La orden de McLaren que Oscar Piastri desolló y que le hizo ganar la carrera en Bakú
Oscar Piastri ganó de manera excepcional la carrera del pasado Gran Premio de Azerbaiyán, tras una defensa magistral ante Charles Leclerc, que tenía mejor monoplaza, más ritmo, pero que fue incapaz de adelantarle tras conseguirlo hacer él a mitad de carrera al sorprenderle con un ataque desde muy lejos en la primera curva del circuito urbano de Bakú.
Pero la historia llega desde mucho antes, ya que Oscar Piastri luchó contra Charles Leclerc en los primeros compases de la carrera en Azerbaiyán. Un movimiento que les hizo perder mucho terreno con respecto al monegasco, debido a la degradación de los neumáticos. Por ello, después de entrar en boxes, el equipo McLaren le ordenó al australiano que no siguiera la misma estrategia que en el primer stint, y esperara un poco para atacarle a pesar de que ambos se encontraban muy cerca tras la parada.
Una orden que desolló y que según el propio piloto, le hizo ganar la carrera, ya que hasta el propio Charles Leclerc no se esperaba que le fuera atacar tan pronto en un momento en el que el monegasco se encontraba gestionando ruedas, pudiendo así ganar finalmente tras una defensa heroica con su McLaren.
«Lo sentí un poco por mi ingeniero de carrera porque básicamente intenté hacer eso en el primer stint y me quedé sin neumáticos. Mi ingeniero me llamó por radio y me dijo: ‘No volvamos a hacer eso’, pero no le hice caso en la siguiente vuelta y me fui por el interior. Es lo que me hizo ganar la carrera», comenta Oscar Piastri para Racer.
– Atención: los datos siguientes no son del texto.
PR #3828, opened 2026-01-02
fix: Add leaderboard docker workflow

### LINKED ISSUE #3825: Add Leaderboard Dockerfile in mteb repo

The [leaderboard dockerfile](https://huggingface.co/spaces/mteb/leaderboard/blob/main/Dockerfile) is currently not in the mteb repo, which means new changes are not completely tested before merging. This led to [this issue](https://github.com/embeddings-benchmark/mteb/pull/3702#issuecomment-3702330726) and [this issue](https://github.com/embeddings-benchmark/mteb/issues/3821).

isaac-chung:
Fixes #3825 and #3829

Add the leaderboard Dockerfile here and test it properly.

  - New Dockerfile: Creates a Python 3.12 container that clones the MTEB repo, installs dependencies with uv, and runs the leaderboard via make run-leaderboard
  - CI workflow: Adds .github/workflows/leaderboard_docker.yml to automatically test Docker builds with smart startup detection and timeout handling. This is only triggered by changes to specific files.
  - Build the LB docker image and push to GHCR (for caching and loading elsewhere)
  - Dependencies: Adds typer>=0.20.0 to leaderboard extras in pyproject.toml

The plan is for us to use the tested and built Dockerfile here in the [HF space](https://huggingface.co/spaces/mteb/leaderboard/blob/main/Dockerfile) in a separate PR.

## [Workflow Logs](https://github.com/embeddings-benchmark/mteb/actions/runs/20659988853/job/59320239884?pr=3828)
```
Starting leaderboard container...
✅ Detected leaderboard app startup
Container still running after 30s... (startup: true, init_complete: false)
2026-01-02 14:37:35,638 - PID:22 - __main__ - INFO - === Starting leaderboard app initialization ===
2026-01-02 14:37:35,638 - PID:22 - __main__ - INFO - Step 1/7: Loading all benchmark results...
Container still running after 60s... (startup: true, init_complete: false)
2026-01-02 14:37:50,904 - PID:22 - __main__ - INFO - Step 2/7 complete: Fetched 59 benchmarks in 0.00s
2026-01-02 14:37:50,904 - PID:22 - __main__ - INFO - Step 3/7: Processing all benchmarks (select_tasks + join_revisions)...
✅ Detected full app initialization complete!
🔄 Testing if server is responding...
✅ Server is responding - container fully operational!
```

### DIFF
--- a/Dockerfile
+++ b/Dockerfile
@@ -7,8 +7,8 @@ ENV PATH="/home/user/.local/bin:$PATH"
 # Install uv
 COPY --from=ghcr.io/astral-sh/uv:latest /uv /usr/local/bin/uv
 
-RUN git clone https://github.com/embeddings-benchmark/mteb.git
-RUN chown -R user:user /mteb
+# Copy the current directory contents into the container
+COPY --chown=user:user . /mteb
 
 USER user
 WORKDIR /mteb


pyproject.toml
```diff
@@ -69,6 +69,7 @@ leaderboard = [
     "plotly>=5.24.0,<6.0.0",
     "cachetools>=5.2.0",
     "matplotlib>=3.9.4",
+    "typer>=0.20.0",
```
Samoed: I can't find where we use it

Dockerfile
```diff
@@ -0,0 +1,23 @@
+FROM python:3.12-bookworm
+
+RUN apt update && apt install -y git make curl
+RUN useradd -m -u 1000 user
+ENV PATH="/home/user/.local/bin:$PATH"
+
+# Install uv
+COPY --from=ghcr.io/astral-sh/uv:latest /uv /usr/local/bin/uv
+
+RUN git clone https://github.com/embeddings-benchmark/mteb.git
```
Samoed: Wouldn't it be mounted as a dir? We can then do `COPY . /mteb`

.github/workflows/leaderboard_docker.yml
```diff
@@ -0,0 +1,166 @@
...
+      uses: docker/setup-buildx-action@v3
+
+    - name: Log in to GitHub Container Registry
+      uses: docker/login-action@v3
+      with:
+        registry: ghcr.io
+        username: ${{ github.actor }}
+        password: ${{ secrets.GITHUB_TOKEN }}
+
+    - name: Build and push Docker image
```
Samoed, line 57: I think we should publish image only from main

Samoed (commented):
Overall this looks good

pyproject.toml
isaac-chung: Needed for gradio in my local env. Can remove to check it in CI

.github/workflows/leaderboard_docker.yml
isaac-chung: Oh yes, good catch.

Dockerfile
isaac-chung: Maybe I'm missing what the issue is here?

Samoed: This clone won't work correctly from different branches. I think it's easier to just use copy instead

isaac-chung: Good point. My hopes are to test the Dockerfile that will be in the HF space. Can we do `COPY . /mteb` for that purpose?

Samoed: No, but if we're building and publishing an image here, then we can simply reuse it on spaces

isaac-chung: Oh true! There we could do smth like:
```
FROM ghcr.io/embeddings-benchmark/mteb/leaderboard
```

pyproject.toml
isaac-chung: Removed.

Dockerfile
```diff
@@ -0,0 +1,23 @@
...
+ENV PATH="/home/user/.local/bin:$PATH"
+
+# Install uv
+COPY --from=ghcr.io/astral-sh/uv:latest /uv /usr/local/bin/uv
+
+# Copy the current directory contents into the container
+COPY --chown=user:user . /mteb
+
+USER user
+WORKDIR /mteb
```
Samoed, line 14:
```suggestion
USER user
WORKDIR /mteb

COPY . .
```

isaac-chung: This suggestion fails: Permission denied error when uv sync tries to access .venv directory. I'll merge as is.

«Creo que en ese momento sentí que intentar quedarme atrás y esperar a que Charles degenerara nunca iba a suceder. Pensé que simplemente nos iba a asegurar la segunda posición. Una oportunidad similar en el primer stint. Me pareció que en la segunda o tercera vuelta estaba justo dentro del DRS, pero no aproveché del todo esa oportunidad. Llegué al final de la recta pensando: ‘Si hubiera hecho un par de cosas un poco diferentes aquí, tal vez hubiera tenido una oportunidad’. Así que cuando tuve una oportunidad similar tras la parada en boxes, tuve que aprovecharla. Era un alto riesgo, un alto compromiso … pero eso es lo que tenía que hacer para tratar de ganar la carrera, porque realmente no iba a estar tan interesado en terminar segundo», añade.
«Sabía que ponerme en cabeza iba a ser, digamos, el 40% del trabajo, pero que mantenerlo iba a ser el 60%, y sabía que iba a usar mucho los neumáticos para intentar ponerme delante y sabía el impacto que eso tenía en el primer stint. Sólo intentar mantener a Charles detrás era increíblemente estresante. No podía cometer ni un solo error. Cometí un par, pero en un circuito como Bakú es imposible conducir a fondo y no cometer ninguno. Tuve suerte de que no fueran tan grandes como para que me costaran. Las 30 vueltas en las que intenté mantener a Charles detrás fueron increíblemente duras. Creo que para mí tiene que ser una de las mejores carreras que he hecho», añade.